If your worker is simple and doesn't need DI for anything else, using var repo = new RecordRepository(connStr); inside the loop is a fine alternative.

Connection pool — make sure it's on

ADO.NET pools physical SQL Server connections per process by connection-string identity. With pooling enabled (the default), using var repo = new MyRepo(connStr) borrows from the pool — opening it is microseconds. With Pooling=False, every Open() does a full TDS handshake, which is hundreds of milliseconds and will absolutely show up in your ASP.NET Core p99 latency.

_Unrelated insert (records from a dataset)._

PR #515, opened 2026-06-19
fix(vault): enhance vault handling with encryption check and re-encryption support

OliverTrautvetter:
If it is encrypted before it should also be stored encrypted

[Clickup](https://app.clickup.com/t/869dtc01a)

### DIFF
--- a/cli/cmd/install_k0s.go
+++ b/cli/cmd/install_k0s.go
@@ -272,7 +272,7 @@ func (c *InstallK0sCmd) saveKubeconfigToVault(k0sctl installer.K0sctlManager, k0
 	return nil
 }
 
-// writeEncryptedVault writes vaultYAML to the vault path, re-encrypting it with SOPS.
+// writeEncryptedVault writes vaultYAML to the vault path, encrypting it with SOPS.
 // Uses a temporary file so the original vault is left untouched on failure.
 func (c *InstallK0sCmd) writeEncryptedVault(vaultYAML []byte) error {
 	tmpPath := c.Opts.Vault + ".tmp"
@@ -284,12 +284,12 @@ func (c *InstallK0sCmd) writeEncryptedVault(vaultYAML []byte) error {
 	recipient, _, err := installer.ResolveAgeKey(c.Opts.VaultPrivKey, "")
 	if err != nil {
 		_ = c.FileWriter.Remove(tmpPath)
-		return fmt.Errorf("failed to resolve age key for vault re-encryption: %w", err)
+		return fmt.Errorf("failed to resolve age key for vault rencryption: %w", err)
 	}
 
 	if err := installer.EncryptFileWithSOPS(tmpPath, c.Opts.Vault, recipient); err != nil {
 		_ = c.FileWriter.Remove(tmpPath)
-		return fmt.Errorf("failed to re-encrypt vault file: %w", err)
+		return fmt.Errorf("failed to encrypt vault file: %w", err)
 	}
 
 	_ = c.FileWriter.Remove(tmpPath)
--- a/cli/cmd/install_k0s.go
+++ b/cli/cmd/install_k0s.go
@@ -258,17 +258,36 @@ func (c *InstallK0sCmd) saveKubeconfigToVault(k0sctl installer.K0sctlManager, k0
 		return fmt.Errorf("failed to marshal vault: %w", err)
 	}
 
-	if err := c.FileWriter.WriteFile(c.Opts.Vault, vaultYAML, 0600); err != nil {
-		return fmt.Errorf("failed to write vault file: %w", err)
-	}
-
 	if wasEncrypted {
+		tmpPath := c.Opts.Vault + ".tmp"
+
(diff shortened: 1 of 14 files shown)


cli/cmd/install_k0s.go
```diff
@@ -262,18 +262,33 @@ func (c *InstallK0sCmd) saveKubeconfigToVault(k0sctl installer.K0sctlManager, k0
 		return fmt.Errorf("failed to write vault file: %w", err)
 	}
 
+	if wasEncrypted {
```
joka134, line 261: If encryption fails, we still leave the new version of the vault unencrypted. But that shouldn't be the case. If encryption fails, the whole command should not have any effect on the vault.
So we either need to rollback the file or store the new version in a tmp/workdir and move it to the dest if all is successfull.

cli/cmd/install_k0s_test.go
```diff
@@ -319,6 +326,69 @@ var _ = Describe("InstallK0sCmd", func() {
 				Expect(err).To(HaveOccurred())
 				Expect(err.Error()).To(ContainSubstring("failed to retrieve kubeconfig from k0sctl"))
 			})
+
+			It("re-encrypts vault after saving kubeconfig when vault was SOPS-encrypted", func() {
```
joka134, line 330: Add a test scenario where install k0s fails because the encryption fails (invalid/missing key) and we leave the vault untouched (no new kubeconfig and encrypted)

joka134 (changes requested):

cli/cmd/install_k0s.go
```diff
@@ -258,22 +258,57 @@ func (c *InstallK0sCmd) saveKubeconfigToVault(k0sctl installer.K0sctlManager, k0
 		return fmt.Errorf("failed to marshal vault: %w", err)
 	}
 
-	if err := c.FileWriter.WriteFile(c.Opts.Vault, vaultYAML, 0600); err != nil {
-		return fmt.Errorf("failed to write vault file: %w", err)
+	if wasEncrypted {
+		if err := c.writeEncryptedVault(vaultYAML); err != nil {
+			return err
```
joka134, line 263:
```suggestion
			return fmt.Errorf("failed to re-encrypt vault file: %w", err)
```

cli/cmd/install_k0s.go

# Production: Pooling is on by default; do not turn it off.
Data Source=...;Initial Catalog=...;Integrated Security=True;TrustServerCertificate=True;

# Tests sometimes use Pooling=False to surface connection-leak bugs that
# would otherwise be masked by the pool. That's fine for tests, never for
# production.

Using a connection string from IConfiguration

Layered configuration works the same way as for any other service:

// appsettings.json + appsettings.Development.json + environment variables + user-secrets
var connStr = builder.Configuration.GetConnectionString("DatabaseConnection")!;

For developer-machine overrides, prefer .NET user-secrets over machine-name-suffixed config keys:

dotnet user-secrets set "ConnectionStrings:DatabaseConnection" "Data Source=..."

Multiple repository assemblies — bulk registration

If you have many repository classes, you can roll your own bulk-registration extension to avoid one AddScoped line per type:

public static IServiceCollection AddRepositories(
    this IServiceCollection services,
    string connectionString,
    Assembly assembly)
{
    foreach (var t in assembly.GetTypes()
                              .Where(t => !t.IsAbstract &&
                                          typeof(RepositoryBase).IsAssignableFrom(t)))
    {
        services.AddScoped(t, sp => ActivatorUtilities.CreateInstance(sp, t, connectionString));
    }
    return services;
}

ActivatorUtilities.CreateInstance lets the constructor request additional DI dependencies (an ILogger<T>, etc.) alongside the connection string.